Further, Mr. Gluckman argues that schools should be paying more attention to values. ''We feel that the dissatisfaction of local communities and parents with the public schools is because schools are not addressing (values). . . . Students should be guided toward what seem to be the values of the community.'' If parents disapprove of the guidance, they should vote out the school board, he says.

The Island Trees school board takes a similar stand. ''The essence of a local school board's responsibility is to transmit community values to those in its charge,'' says a legal brief filed by the board.

The board defended its action in a March 1976 press release by quoting Terrel H. Bell, then US commissioner of education and now secretary of educaton: ''Parents have a right to expect that the schools, in their teaching approaches and their selection of instructional materials, will support the values and stand that their children are taught at home.''

At the Coalition Against Censorship, Leanne Katz counters, ''It's my view that it's a violation of the First Amendment and of the principles of education to remove a book from a student because of disapproval of the ideas in that book. Censorship only protects ignorance, not innocence.''

The suit now in the Supreme Court will not answer all of the questions surrounding a school board's power over library shelves. At issue in the Island Trees case is whether students even have a right to bring such a suit. However, it provides a preview of what could be a long line of suits over school libraries.

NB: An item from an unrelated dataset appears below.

Issue #253, opened 2020-04-22
Raspberry PI3 pcb is slightly incorrect.


vanepp:
While making a Pi 4B part from the current PI3 part it appears that the GPIO connector in the current 3 part (and maybe the other PIs, I haven't checked yet) doesn't match the RPI mechanical drawing available here :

Also this term the Supreme Court will act on at least three other school issues:

* Antibusing measures passed by voters in California and Washington State face a test. The high court will decide whether such the bans on busing for desegregation are constitutional. However, the cases are not likely to have much national impact, since neither state restricts federal courts, which have issued the vast majority of school busing orders.

* Children of illegal aliens in Tyler, Texas, are seeking to overturn a Texas law that would exclude them from public schools. The statute denies state education funds for children of illegal aliens. So far the courts have blocked enforcement of the statute, which would affect thousands of Mexicans living in the Southwest. The Supreme Court will consider whether the law violates the equal protection rights of the youngsters.

* Schools must provide special aid for children with special needs, but does that include paying $20,000 for a sign-language interpreter for a first grader who is deaf? The pupil, Amy Rowley, attends school in Westchester County, N.Y., where she is in the top half of her class. Her parents say she would perform even better with a sign interpreter.